If it's not already clear, observational data is a great playground for statisticians. We sniff out where biases are hiding, and we devise methods to correct such biases. It's a lot of fun. It's also frustrating - because there are endless ways to make adjustments.

In today's post, I examine a couple of curious observations made by the Israeli researchers when they analyzed the data from vaccine boosters (link).

***

The researchers shrank the follow-up window when counting severe cases (relative to counting cases)

This decision surprised me because severe cases are a fraction of all cases so I'd want to have a longer counting window, not a shorter one.

Recall that in the analysis of cases, the Israel booster real-world study pulled data from the national database for the month of August. Because of a case-counting window that starts 12 days after the booster shot, in effect, the study only counts cases from August 11 to August 30. Most people did not get the booster on July 31st, and so the average follow-up time is probably around 10 days. (See the previous post for more.)

For severe cases, the case-counting window shrank by 4 days, as the researchers stopped counting on August 26 instead of August 30. Thus, the average follow-up time for severe illness is around 6 days. You're right - protection against severe illness was shown for less than a week.

Here is a direct quote that explains why the case-counting window was shortened for severe cases relative to all cases:

In order to minimize the problem of censoring, the rate of severe illness was calculated on the basis of cases that had been confirmed on or before August 26, 2021. This schedule was adopted to allow for a week of follow-up (until the date when we extracted the data) for determining whether severe illness had developed.

In the Appendix, the researchers offered the following chart as supporting evidence:

Israelboosterstudy_figs5_severeillnesslag


This chart shows the lag between testing positive and the onset of severe illness for Covid-19 cases between November and March 2021 (conditional on people subsequently getting severely ill).

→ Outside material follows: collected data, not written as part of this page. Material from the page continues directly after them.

PR #222, opened 2020-11-06
Bump godel-conjure-plugins to v6

asanderson15:
## After this PR

==COMMIT_MSG==
Bump godel-conjure-plugins to v6
==COMMIT_MSG==

## Possible downsides?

The median lag is 4 days, meaning among those who eventually got severely ill, half got severely ill within 4 days of testing positive, and half got severely ill after 4 days (up to almost 30 days).

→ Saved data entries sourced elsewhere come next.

PR #234, opened 2020-12-07
Rename debug.shared-secret to diagnostics.debug-shared-secret

bmoylan:
This is a change to the config introduced in #216 to match the internal java implementation's config location.

This is obviously a breaking change, but we are tracking the 1 deployed product depending on this config (at pal) and I will just handle the upgrade. I think eating that one-time cost is worth it to get consistency with witchcraft-java wherever we can.

---
This change is [Reviewable](https://reviewable.io/reviews/palantir/witchcraft-go-server/234)

### DIFF
--- a/config/runtime.go
+++ b/config/runtime.go
@@ -23,13 +23,13 @@ import (
 // Runtime specifies the base runtime configuration fields that should be included in all witchcraft-server-go
 // server runtime configurations.
 type Runtime struct {
-	DebugConfig  DebugConfig        `yaml:"debug,omitempty"`
-	HealthChecks HealthChecksConfig `yaml:"health-checks,omitempty"`
-	LoggerConfig *LoggerConfig      `yaml:"logging,omitempty"`
+	DiagnosticsConfig DiagnosticsConfig  `yaml:"debug,omitempty"`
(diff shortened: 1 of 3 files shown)


config/runtime.go
```diff
@@ -23,13 +23,13 @@ import (
 // Runtime specifies the base runtime configuration fields that should be included in all witchcraft-server-go
 // server runtime configurations.
 type Runtime struct {
-	DebugConfig  DebugConfig        `yaml:"debug,omitempty"`
-	HealthChecks HealthChecksConfig `yaml:"health-checks,omitempty"`
-	LoggerConfig *LoggerConfig      `yaml:"logging,omitempty"`
+	DiagnosticsConfig DiagnosticsConfig  `yaml:"debug,omitempty"`
```
sponcebus: Need to rename yaml field to `diagnostics`.

bmoylan: oops, thanks!

nmiyake (approved):
We discussed this, and we're comfortable with the break being done in this manner in this case given that this field was introduced so recently and we have determined that the impact will be minimal. We also plan to look at implementing better process/controls for creating or changing fields that may be serialized so that we can avoid this situation going forward.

I believe the logic is that for anyone who got sick in the final 4 days of August and became severely ill, the onset of severe illness would have taken place after the data cutoff for this study.

Consider the following implications:

  • According to the chart above, half of the past patients took over 4 days and up to 30 days to develop severe illness. If we want to capture all severe cases, we ought to extend the follow-up period to at least 30 days - it should be 60 days if we use a one-month cohort. The methodology based on median lag time would capture only half of the severe cases.
  • Think about the severe cases that occurred between Aug 26 and Aug 30. These severe cases are connected with infections that occurred prior to August 26, most likely during August. They are excluded from the analysis. All of these severe cases should count. The severe cases that happened on the first 4 days should be dropped, if we use their logic. (Note that the infection rate was skyrocketing during August.)
  • Now think about someone who took the booster shot on August 16. If this person became severely ill on August 26, the severe case is not counted. But this severe case represents a lag time of 10 days from detection of infection, which according to the chart above, happens more than 10% of the time. This issue arises because the case-counting window is given a fixed ending date regardless of when the booster was administered.

***

The researchers disclosed they faced an incurable imbalance problem.

Part of the paper's Appendix is devoted to alternative analyses, one of which is a matching study. I discussed examples of matching studies before (Mayo Clinic, and Clalit). Unfortunately, this disclosure did not contain enough details to evaluate the quality of matching.

The following statement caught my eye: "Due to the very small number of severe cases, and the high censoring proportion, calculation for severe COVID-19 was not possible."

In my comments on the Clalit study (link), I mentioned a limitation of matching studies: if selection bias is severe, it may be hard to find acceptable matches, leading to dropping many unmatched cases ("high censoring proportion"). In this case, the matched population ended up being much younger than the vaccinated population.

In the Israeli booster study, the researchers attempted to find one person who hasn't taken the booster to match with each person who took the booster. Matching variables are the usual suspects like age group, second-dose date and so on. They appear to be saying that they failed to find adequate matches for a large proportion of the booster group. This is a sign of incurable covariate imbalance. This also suggests that those regression adjustments used in the main analysis are insufficient.